Quand une inspectrice des impôts justifie un crédit d’impôt en produisant de fausses factures

Une inspectrice des impôts avait déclaré des dépenses ouvrant droit au crédit d'impôt pour la transition énergétique.

Lors d'un contrôle fiscal, elle a justifié ces dépenses en fournissant des factures d'une société.
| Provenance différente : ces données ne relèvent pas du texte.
PR #997, opened 2019-04-10
refactor: return error instead of invoking log.Fatal

honcao:
**Reason for Change**:

Fix issue #963

**Issue Fixed**:

#963

**Requirements**:

- [x] uses [conventional commit messages](https://www.conventionalcommits.org/)
  
- [ ] includes documentation
- [ ] adds unit tests
- [ ] tested upgrade from previous version

**Notes**:

PR #1041, opened 2019-04-12
refactor: don't call log.Fatal except from main.go

### LINKED ISSUE #963: refactor: do not call log.Fatalf except main.go

---

ISSUE
---

latest master
---

**Kubernetes version**:

**What happened**:

refactor: do not call log.Fatalf except main.go

mboersma:
**Reason for Change**:

Removes usage of [`log.Fatal`](https://golang.org/pkg/log/#Fatal) from non-test code.

`log.Fatal` and friends call `os.Exit(1)`, breaking the return flow of Go errors and making unit testing impossible.

**Issue Fixed**:

Fixes #963
See also #997

**Requirements**:

- [ ] includes documentation
- [ ] adds unit tests

**Notes**:

### DIFF
--- a/pkg/engine/transform/transform.go
+++ b/pkg/engine/transform/transform.go
@@ -427,13 +427,13 @@ func (t *Transformer) NormalizeResourcesForK8sMasterUpgrade(logger *logrus.Entry
 func (t *Transformer) NormalizeResourcesForK8sAgentUpgrade(logger *logrus.Entry, templateMap map[string]interface{}, isMasterManagedDisk bool, agentPoolsToPreserve map[string]bool) error {
 	logger.Infoln(fmt.Sprintf("Running NormalizeResourcesForK8sMasterUpgrade...."))
 	if err := t.NormalizeResourcesForK8sMasterUpgrade(logger, templateMap, isMasterManagedDisk, agentPoolsToPreserve); err != nil {
-		log.Fatalln(err)
+		log.Println(err)
 		return err
 	}
 
 	logger.Infoln(fmt.Sprintf("Running NormalizeForK8sVMASScalingUp...."))
 	if err := t.NormalizeForK8sVMASScalingUp(logger, templateMap); err != nil {
-		log.Fatalln(err)
+		log.Println(err)
 		return err
 	}
 
--- a/pkg/engine/transform/transform.go
+++ b/pkg/engine/transform/transform.go
@@ -5,7 +5,6 @@ package transform
 
 import (
 	"fmt"
-	"log"
 	"sort"
 	"strings"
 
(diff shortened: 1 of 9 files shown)


pkg/engine/virtualmachines.go
```diff
@@ -131,13 +131,16 @@ func CreateVirtualMachine(cs *api.ContainerService) VirtualMachineARM {
 	}
 
 	t, err := InitializeTemplateGenerator(Context{})
+	if err != nil {
+		panic(err)
```
mboersma: `panic()` is arguably as problematic as `log.Fatal`, but that was already the error-handling paradigm in this function.

pkg/engine/transform/transform.go
```diff
@@ -427,13 +427,13 @@ func (t *Transformer) NormalizeResourcesForK8sMasterUpgrade(logger *logrus.Entry
 func (t *Transformer) NormalizeResourcesForK8sAgentUpgrade(logger *logrus.Entry, templateMap map[string]interface{}, isMasterManagedDisk bool, agentPoolsToPreserve map[string]bool) error {
 	logger.Infoln(fmt.Sprintf("Running NormalizeResourcesForK8sMasterUpgrade...."))
 	if err := t.NormalizeResourcesForK8sMasterUpgrade(logger, templateMap, isMasterManagedDisk, agentPoolsToPreserve); err != nil {
-		log.Fatalln(err)
+		log.Println(err)
```
CecileRobertMichon: do we need to print the error before we return it? If we're doing things right the error should get logged later on by the caller.

pkg/engine/transform/transform.go
```diff
@@ -427,13 +427,13 @@ func (t *Transformer) NormalizeResourcesForK8sMasterUpgrade(logger *logrus.Entry
...
 		return err
 	}
 
 	logger.Infoln(fmt.Sprintf("Running NormalizeForK8sVMASScalingUp...."))
 	if err := t.NormalizeForK8sVMASScalingUp(logger, templateMap); err != nil {
-		log.Fatalln(err)
+		log.Println(err)
```
CecileRobertMichon: same comment

pkg/engine/virtualmachines.go
CecileRobertMichon: Could we change the function to return an error instead? I did a quick search and it doesn't seem like it's called in that many places so it wouldn't be that big of a change. Definitely agree we should try to avoid using panic().

pkg/engine/virtualmachinescalesets.go
```diff
@@ -200,13 +200,16 @@ func CreateMasterVMSS(cs *api.ContainerService) VirtualMachineScaleSetARM {
 	}
 
 	t, err := InitializeTemplateGenerator(Context{})
+	if err != nil {
+		panic(err)
```
CecileRobertMichon: same thing here

pkg/operations/remote_ssh.go
```diff
@@ -17,7 +17,8 @@ func RemoteRun(user string, addr string, port int, sshKey []byte, cmd string) (s
 	// Create the Signer for this private key.
 	signer, err := ssh.ParsePrivateKey(sshKey)
 	if err != nil {
-		log.Fatalf("unable to parse private key: %v", err)
+		log.Printf("unable to parse private key: %v", err)
```
CecileRobertMichon: same question here about not printing the error before returning it.

pkg/engine/transform/transform.go
mboersma: Perhaps printing the error is redundant. I was trying to keep the changes minimal and obvious by just translating `Fatalln` to `Println`.

I'll take a look at removing these and the others you mentioned.

PR #1042, opened 2019-04-12
chore: remove comments from cilium addons spec

jackfrancis:
**Reason for Change**:

This saves > 25% against the payload of this yaml

Also includes a reference to `docker.io/cilium/operator:v1.4` instead of `docker.io/cilium/operator:latest` as per @skinny 

**Issue Fixed**:

**Requirements**:

- [ ] includes documentation
- [ ] adds unit tests

**Notes**:

### DIFF
--- a/parts/k8s/addons/kubernetesmasteraddons-cilium-daemonset.yaml
+++ b/parts/k8s/addons/kubernetesmasteraddons-cilium-daemonset.yaml
@@ -7,158 +7,28 @@ metadata:
   labels:
     addonmanager.kubernetes.io/mode: "EnsureExists"
 data:
-  # This etcd-config contains the etcd endpoints of your cluster. If you use
-  # TLS please make sure you follow the tutorial in https://cilium.link/etcd-config
   etcd-config: |-
     ---
     endpoints:
       - https://cilium-etcd-client.kube-system.svc:2379
-    #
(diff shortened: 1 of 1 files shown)


jackfrancis:
@skinny FYI

skinny:
Also the operator image tag in the current addon is set to :latest which breaks a bit against the 1.4 addon, but I will make a seperate PR for that after the weekend

jackfrancis:
> The yaml payload size is not the biggest deal right?

Actually it is. As long as we use Azure's cloud-init interface, we are bound to data limits. E.g.:

```
Deployment failed. Correlation ID: d8046089-f0da-4856-ad31-2c9cd052c35e. {
  "error": {
    "code": "InvalidParameter",
    "message": "Custom data in OSProfile must be in Base64 encoding and with a maximum length of 87380 characters.",
    "target": "customData"
  }
}
```

skinny:
Ah well that sort of rules out the chance of keeping this file in tact. While you merge this PR, can you also change the `:latest` version of the operator in this file (`image: docker.io/cilium/operator:latest`) to `image: docker.io/cilium/operator:v1.4` to keep stuff running now 1.5 is around the corner

jackfrancis:
@skinny done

Interrogée par l'administration fiscale, cette société a indiqué ne pas avoir réalisé de chantier chez la contribuable.

L'administration a ainsi notifié un redressement fiscal à l'inspectrice en appliquant une pénalité de 80% pour manœuvres frauduleuses.

Pour se défendre, l'inspectrice soutenait alors avoir été victime d'une escroquerie par usurpation d'identité et qu'elle avait bien réglé les travaux en espèces, comme en attestaient des retraits sur ses comptes.

La Cour administrative d'appel va cependant estimer que les montants de retraits sont sans rapport avec le montant des prétendus règlements effectués. Par ailleurs, la présence d'une pompe à chaleur au domicile de l'inspectrice ne démontre pas qu'elle a supporté la dépense.

Les juges vont également juger que la pénalité pour manœuvres frauduleuses est justifiée car l'inspectrice avait produit des fausses factures et que "en sa qualité d'inspectrice des finances publiques, elle ne pouvait ignorer que le règlement en espèces de factures de ce montant n'est pas autorisé".